TUTUP
SCROLL UNTUK MELANJUTKAN MEMBACA
Gabung di IDN Times

Kisah Tiga Wanita di Surabaya yang Cari Nafkah dengan Berjualan Koran

#AkuPerempuan Bersama dua temannya, bantu cari nafkah

Sri saat berjualan koran di perempatan Jalan Tambang Boyo, Surabaya, samping Fakultas Kedokteran Gigi Universitas Airlangga, pada 21 Desember 2019. IDN Times/Edwin Fajerial

Surabaya, IDN Times - Kondisi ekonomi keluaga, membuatnya harus mencari pemasukan tambahan. Sri, seorang wanita asal Mojokerto, harus berjualan koran untuk membantu suaminya yang hanya menjadi pedagang asongan dan mencari nafkah.

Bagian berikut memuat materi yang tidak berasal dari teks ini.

PR #21, opened 2016-10-12
Adding an unused argument to distinguish processes

giorgiosironi:
This is a common practice on our long-running process, to quickly see if
there are duplicates or some of the processes have crashes e.g. when
running `ps faxww` you'll see this parameter in the command lines used
to start the workers.


stephenwf:
Cool, so we shouldn't need to use that ID, just have it as part of the command?

giorgiosironi:
No need to use it, although if you want to include it in the logs during startup, along with the process id, it's a nice information to have when debugging.

PR #22, opened 2016-10-12
Elasticsearch

stephenwf:
@elrossco22


stephenwf:
So far (providing you have everything set up and configured) you can import Events and Interviews from the API (api-dummy) and they will appear in elastic search under /search which you can perform the RAML-defined queries against. (I've only tested `for={}` just now).

PR #26, opened 2016-11-02
Elasticsearch Mappings [WIP]

stephenwf:
@elrossco22  This is the start of a chunk of work to optimise, set weightings and identify polymorphic fields (and therefore incompatible with ES).

Work in progress, but feedback appreciated.

### DIFF
--- a/src/Search/Api/Elasticsearch/Command/BuildIndexCommand.php
+++ b/src/Search/Api/Elasticsearch/Command/BuildIndexCommand.php
@@ -1,0 +1,10 @@
+<?php
+
+namespace eLife\Search\Api\Elasticsearch\Command;
+
+use Symfony\Component\Console\Command\Command;
+
+class BuildIndexCommand extends Command
+{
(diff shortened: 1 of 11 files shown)


stephenwf:
@elrossco22 

I've updated the mappings here with an import feature that will drop the elasticsearch index and create a new one based on configuration. This will probably only be used for provisioning and development. 

Hot-deployments of new schemas would most likely have to have some sort of other deployment process, where a second index is created along side, and then swapped out. I'm working under the assumption that this sort of hot-deployments are out of scope for now. (@giorgiosironi  can you confirm).

giorgiosironi:
Don't know the exact requirements, but we definitely should postpone any hot deployment to after we have this running in production.

stephenwf:
@giorgiosironi I've merged this now as the updated index creation is needed for the saltstack.

I will continue to improve the process of initial set up of the database in subsequent PRs.

PR #27, opened 2016-11-03
Fixed RAML bug on E2E environment

stephenwf:
@giorgiosironi @elrossco22

### DIFF
--- a/src/Search/Api/Query/RamlRequirement.php
+++ b/src/Search/Api/Query/RamlRequirement.php
@@ -1,0 +1,15 @@
+<?php
+
+namespace eLife\Search\Api\Query;
+
+trait RamlRequirement
+{
+    public static $root = __DIR__.'/../../../../vendor/elife/api/dist/samples/';
+
+    public function getFixture(string $name) : string
+    {
+        $file = self::$root.$name;
+
+        return file_exists($file) ? file_get_contents($file) : null;
+    }
+}
--- a/src/Search/Api/Query/MockQueryBuilder.php
+++ b/src/Search/Api/Query/MockQueryBuilder.php
@@ -2,8 +2,6 @@
 
 namespace eLife\Search\Api\Query;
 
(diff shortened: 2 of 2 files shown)


giorgiosironi:
Shouldn't the file also be removed from `test/`? Unless the two versions of `RamlRequirement` are different.

stephenwf:
@giorgiosironi Yeh so the one in tests will mark a test as incomplete if the YAML doesn't exist, so I just copied it across and removed the test-specific stuff. This will be removed quite soon once the ES instance is available

giorgiosironi:
:+1:

src/Search/Api/Query/RamlRequirement.php
```diff
@@ -0,0 +1,15 @@
+<?php
+
+namespace eLife\Search\Api\Query;
+
+trait RamlRequirement
+{
+    public static $root = __DIR__.'/../../../../vendor/elife/api/dist/samples/';
```
thewilkybarkid: Hmm, we should use Puli rather than hardcode such a path. But I don't think anything should rely on those samples anyway.

stephenwf: At the moment the unit tests use them, and happy to replace with puli, but not exactly sure how to go about that. (I remember asking about the puli paths for the raml)

As for this part of the site, yes its only for the interim while we are getting the ES instance set up.

thewilkybarkid: The relevant Puli mapping is https://github.com/elifesciences/api-raml/blob/develop/puli.json#L4-L7. But in this case I think it's a false abstraction, and the fixtures should live here (sounds like the test could start to fail if a legitimate change is made in the other repo).

stephenwf: Yeh that was the aim was for breaking changes to cause these particular tests to fail. It should hopefully help with syncing prior to version 1.0.

PR #991, opened 2020-01-11
nginx_proxy: Remove IPv6 Listen statements from nginx.conf

blacktirion:
Referencing PR: https://github.com/home-assistant/hassio-addons/pull/972, making this change hard-coded, rather than an option to be set in the Addon Config.

### DIFF
--- a/nginx_proxy/CHANGELOG.md
+++ b/nginx_proxy/CHANGELOG.md
@@ -1,5 +1,13 @@
 # Changelog
 
+## 2.6
+
+- Remove ipv6 listener because we run only inside virtual network on a ipv4 range
+
+## 2.5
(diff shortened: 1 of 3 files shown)


frenck:
The `ipv6only=off` is no longer needed. Also, the resolver needs to be adjusted to turn off IPv6.

blacktirion:
@frenck I changed the ipv6only=off, however I am not sure what you mean about the resolver. Are you speaking about resolver in the location config or DNS resolver for the container?

Thanks for your time.

frenck:
Oh nevermind, apparently, we don't use the resolver Nginx configuration in this add-on. Sorry about that.

PR #1035, opened 2020-02-02
devcontainer_example

issacg:
Demo/example add-on utilizing devcontainers.

This allows add-on developer to set up local supervisor+homeassistant environment, placing the add-on under development in the "local addons"


issacg:
Updated in #1040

Setiap pagi, dia berjualan koran di perempatan Jalan Tambang Boyo, Surabaya. Tepatnya, di samping Fakultas Kedokteran Gigi Universitas Airlangga. Bu Sri pada Sabtu (21/12), menceritakan kepada IDN Times bagaimana kisah perjuangannya yang tak kenal lelah untuk membantu suaminya mencari tambahan penghasilan.  

1. Sri memutuskan untuk merantau ke Surabaya dari Mojokerto

Sri saat berjualan koran di perempatan Jalan Tambang Boyo, Surabaya, samping Fakultas Kedokteran Gigi Universitas Airlangga, pada 21 Desember 2019. IDN Times/Edwin Fajerial

Sri yang asli Mojokerto, beberapa waktu lalu memutuskan untuk menerima ajakan saudaranya untuk merantau ke Surabaya. Pada awalnya, dia menumpang tinggal di rumah saudaranya yang mengajaknya merantau.

"Kalau tahun pastinya merantau ke Surabaya, saya lupa. Saya ingatnya pindah ke Surabaya waktu presidennya masih Pak Harto," ujarnya. 

Di Surabaya, dia dan suami mulai berjualan apa saja yang bisa menghasilkan uang untuk memenuhi kebetuhan sehari-harinya. Dia tak mau merepotkan saudaranya yang menampungnya tinggal. 

"Tapi, setelah saudara saya meninggal, rumahnya dijual oleh anaknya, sehingga saya harus mencari kos-kosan untuk tinggal dengan suami," ujarnya. 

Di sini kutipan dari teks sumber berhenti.